Collected data entries
★ ★ ★ ★ ★ ★ ★

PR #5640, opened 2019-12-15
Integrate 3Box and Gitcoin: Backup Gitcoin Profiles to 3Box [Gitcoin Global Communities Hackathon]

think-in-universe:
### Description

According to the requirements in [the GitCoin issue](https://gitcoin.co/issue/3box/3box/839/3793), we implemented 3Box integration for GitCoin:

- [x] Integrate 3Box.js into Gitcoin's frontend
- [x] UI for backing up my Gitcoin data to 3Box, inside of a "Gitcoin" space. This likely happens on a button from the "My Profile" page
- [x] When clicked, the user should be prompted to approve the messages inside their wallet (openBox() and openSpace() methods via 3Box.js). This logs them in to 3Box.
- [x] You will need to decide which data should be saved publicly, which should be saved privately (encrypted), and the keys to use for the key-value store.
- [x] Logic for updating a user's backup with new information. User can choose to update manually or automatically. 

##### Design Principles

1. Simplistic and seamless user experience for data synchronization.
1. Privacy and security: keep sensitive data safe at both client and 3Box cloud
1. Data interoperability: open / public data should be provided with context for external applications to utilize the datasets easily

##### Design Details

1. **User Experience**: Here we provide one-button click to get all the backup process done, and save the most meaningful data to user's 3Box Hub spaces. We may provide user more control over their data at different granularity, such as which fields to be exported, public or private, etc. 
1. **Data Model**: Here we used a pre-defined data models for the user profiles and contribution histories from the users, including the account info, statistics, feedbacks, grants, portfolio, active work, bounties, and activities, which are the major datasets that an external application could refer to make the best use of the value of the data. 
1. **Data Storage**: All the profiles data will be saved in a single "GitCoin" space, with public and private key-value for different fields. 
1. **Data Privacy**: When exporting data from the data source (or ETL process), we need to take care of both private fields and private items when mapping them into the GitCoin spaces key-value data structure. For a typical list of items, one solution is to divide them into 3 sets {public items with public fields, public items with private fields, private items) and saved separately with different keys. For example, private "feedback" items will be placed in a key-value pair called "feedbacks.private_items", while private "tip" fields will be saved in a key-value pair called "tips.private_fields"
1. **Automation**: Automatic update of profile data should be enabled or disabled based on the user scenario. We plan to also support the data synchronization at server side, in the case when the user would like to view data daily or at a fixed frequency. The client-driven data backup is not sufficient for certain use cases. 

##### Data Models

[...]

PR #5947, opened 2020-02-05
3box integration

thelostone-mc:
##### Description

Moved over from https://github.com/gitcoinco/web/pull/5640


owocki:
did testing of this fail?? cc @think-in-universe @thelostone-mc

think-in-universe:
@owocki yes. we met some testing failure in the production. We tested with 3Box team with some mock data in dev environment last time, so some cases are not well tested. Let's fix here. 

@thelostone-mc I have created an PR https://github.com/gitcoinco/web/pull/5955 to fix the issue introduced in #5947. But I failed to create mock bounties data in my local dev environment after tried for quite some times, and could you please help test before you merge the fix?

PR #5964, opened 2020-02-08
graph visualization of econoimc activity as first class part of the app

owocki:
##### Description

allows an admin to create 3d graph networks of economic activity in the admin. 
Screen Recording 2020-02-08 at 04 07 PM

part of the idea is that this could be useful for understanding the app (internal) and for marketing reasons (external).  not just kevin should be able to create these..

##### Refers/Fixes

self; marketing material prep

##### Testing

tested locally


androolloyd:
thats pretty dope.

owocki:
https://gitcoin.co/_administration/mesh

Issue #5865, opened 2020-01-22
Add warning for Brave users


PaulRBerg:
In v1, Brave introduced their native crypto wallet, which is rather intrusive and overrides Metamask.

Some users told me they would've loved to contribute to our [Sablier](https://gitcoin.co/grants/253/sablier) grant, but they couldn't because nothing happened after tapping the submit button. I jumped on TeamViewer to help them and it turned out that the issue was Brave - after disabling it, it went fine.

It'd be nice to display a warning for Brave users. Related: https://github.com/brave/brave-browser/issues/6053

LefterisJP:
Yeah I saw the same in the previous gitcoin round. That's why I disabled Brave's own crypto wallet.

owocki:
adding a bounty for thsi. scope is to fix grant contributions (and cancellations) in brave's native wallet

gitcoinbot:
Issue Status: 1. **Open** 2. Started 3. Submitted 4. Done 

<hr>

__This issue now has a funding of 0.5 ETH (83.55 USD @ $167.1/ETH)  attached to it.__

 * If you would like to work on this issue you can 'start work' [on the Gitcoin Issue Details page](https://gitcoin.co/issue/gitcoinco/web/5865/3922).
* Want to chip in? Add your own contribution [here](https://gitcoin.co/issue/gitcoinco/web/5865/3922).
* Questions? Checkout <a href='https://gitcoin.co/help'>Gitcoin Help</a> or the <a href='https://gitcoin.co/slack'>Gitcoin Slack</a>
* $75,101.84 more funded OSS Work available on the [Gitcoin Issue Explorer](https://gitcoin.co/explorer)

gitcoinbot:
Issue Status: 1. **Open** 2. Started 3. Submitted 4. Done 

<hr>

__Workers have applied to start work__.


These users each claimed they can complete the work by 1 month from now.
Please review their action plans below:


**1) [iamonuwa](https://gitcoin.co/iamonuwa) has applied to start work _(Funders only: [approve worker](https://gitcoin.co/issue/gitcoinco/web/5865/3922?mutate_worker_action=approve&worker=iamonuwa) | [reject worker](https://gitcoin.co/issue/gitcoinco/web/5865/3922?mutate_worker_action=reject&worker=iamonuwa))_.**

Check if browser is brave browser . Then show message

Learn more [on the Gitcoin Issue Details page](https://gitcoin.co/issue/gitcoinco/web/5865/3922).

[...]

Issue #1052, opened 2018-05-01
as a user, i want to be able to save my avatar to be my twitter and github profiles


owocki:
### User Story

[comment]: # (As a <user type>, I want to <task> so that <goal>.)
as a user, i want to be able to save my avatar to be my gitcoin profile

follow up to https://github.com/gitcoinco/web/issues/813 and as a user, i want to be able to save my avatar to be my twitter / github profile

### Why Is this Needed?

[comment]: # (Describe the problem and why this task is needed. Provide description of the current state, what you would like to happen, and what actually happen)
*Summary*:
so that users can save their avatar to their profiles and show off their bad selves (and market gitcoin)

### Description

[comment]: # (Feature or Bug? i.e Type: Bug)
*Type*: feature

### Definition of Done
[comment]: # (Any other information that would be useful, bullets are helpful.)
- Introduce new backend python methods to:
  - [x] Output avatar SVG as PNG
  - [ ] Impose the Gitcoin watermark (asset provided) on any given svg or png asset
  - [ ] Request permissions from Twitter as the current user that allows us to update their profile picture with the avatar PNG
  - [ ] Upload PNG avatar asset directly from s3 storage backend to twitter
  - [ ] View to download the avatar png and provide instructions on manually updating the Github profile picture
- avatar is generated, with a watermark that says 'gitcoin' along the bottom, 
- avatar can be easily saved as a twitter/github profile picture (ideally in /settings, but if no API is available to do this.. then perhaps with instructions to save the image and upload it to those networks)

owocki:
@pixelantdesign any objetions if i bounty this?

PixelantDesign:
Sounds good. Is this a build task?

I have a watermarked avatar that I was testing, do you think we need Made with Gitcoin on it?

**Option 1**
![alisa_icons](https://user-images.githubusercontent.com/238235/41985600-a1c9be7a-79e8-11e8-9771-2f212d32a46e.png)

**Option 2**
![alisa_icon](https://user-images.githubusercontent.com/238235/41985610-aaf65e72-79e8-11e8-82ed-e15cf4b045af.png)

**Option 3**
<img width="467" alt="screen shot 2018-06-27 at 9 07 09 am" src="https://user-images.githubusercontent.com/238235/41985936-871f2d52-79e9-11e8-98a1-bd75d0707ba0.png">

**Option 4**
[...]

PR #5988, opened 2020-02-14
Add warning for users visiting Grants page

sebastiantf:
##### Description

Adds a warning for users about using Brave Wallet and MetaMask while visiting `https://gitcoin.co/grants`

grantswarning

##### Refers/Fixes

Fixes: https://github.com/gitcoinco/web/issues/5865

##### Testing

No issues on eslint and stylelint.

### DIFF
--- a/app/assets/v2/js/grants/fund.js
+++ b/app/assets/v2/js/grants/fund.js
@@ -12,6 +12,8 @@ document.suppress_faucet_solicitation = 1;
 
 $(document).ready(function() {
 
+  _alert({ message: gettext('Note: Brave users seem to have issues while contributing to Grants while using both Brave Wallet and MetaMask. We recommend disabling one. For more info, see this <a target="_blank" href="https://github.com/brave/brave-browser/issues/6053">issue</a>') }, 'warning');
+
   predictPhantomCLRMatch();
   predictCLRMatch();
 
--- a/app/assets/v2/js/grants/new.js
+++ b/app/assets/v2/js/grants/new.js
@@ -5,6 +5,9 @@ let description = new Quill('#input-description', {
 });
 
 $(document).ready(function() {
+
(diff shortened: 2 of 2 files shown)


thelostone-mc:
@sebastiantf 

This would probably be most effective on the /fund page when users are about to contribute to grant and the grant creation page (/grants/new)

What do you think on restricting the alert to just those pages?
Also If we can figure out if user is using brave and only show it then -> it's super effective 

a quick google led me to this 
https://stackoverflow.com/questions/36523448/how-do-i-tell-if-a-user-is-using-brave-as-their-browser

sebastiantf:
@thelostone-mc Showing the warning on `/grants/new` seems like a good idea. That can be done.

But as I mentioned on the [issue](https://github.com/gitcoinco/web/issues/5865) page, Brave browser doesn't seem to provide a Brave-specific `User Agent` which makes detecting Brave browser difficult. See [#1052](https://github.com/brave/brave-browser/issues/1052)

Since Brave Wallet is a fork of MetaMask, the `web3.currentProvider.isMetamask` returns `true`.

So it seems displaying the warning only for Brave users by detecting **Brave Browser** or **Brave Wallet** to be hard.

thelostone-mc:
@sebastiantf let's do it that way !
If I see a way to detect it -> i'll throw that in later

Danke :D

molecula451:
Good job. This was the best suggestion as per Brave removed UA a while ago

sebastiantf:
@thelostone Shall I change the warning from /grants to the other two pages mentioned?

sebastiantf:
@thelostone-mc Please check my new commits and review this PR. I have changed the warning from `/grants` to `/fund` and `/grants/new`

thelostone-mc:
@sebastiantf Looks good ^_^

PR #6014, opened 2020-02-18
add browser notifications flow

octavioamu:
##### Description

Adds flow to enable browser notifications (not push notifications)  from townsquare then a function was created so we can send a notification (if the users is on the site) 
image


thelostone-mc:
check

★ ★ ★ ★ ★ ★ ★

Beginning at the first line of the data above, retype each line until you reach the line containing "- [x] Integrate", and include that one too. Add nothing else.

- _Task output_:
PR #5640, opened 2019-12-15
Integrate 3Box and Gitcoin: Backup Gitcoin Profiles to 3Box [Gitcoin Global Communities Hackathon]

think-in-universe:
### Description

According to the requirements in [the GitCoin issue](https://gitcoin.co/issue/3box/3box/839/3793), we implemented 3Box integration for GitCoin:

- [x] Integrate 3Box.js into Gitcoin's frontend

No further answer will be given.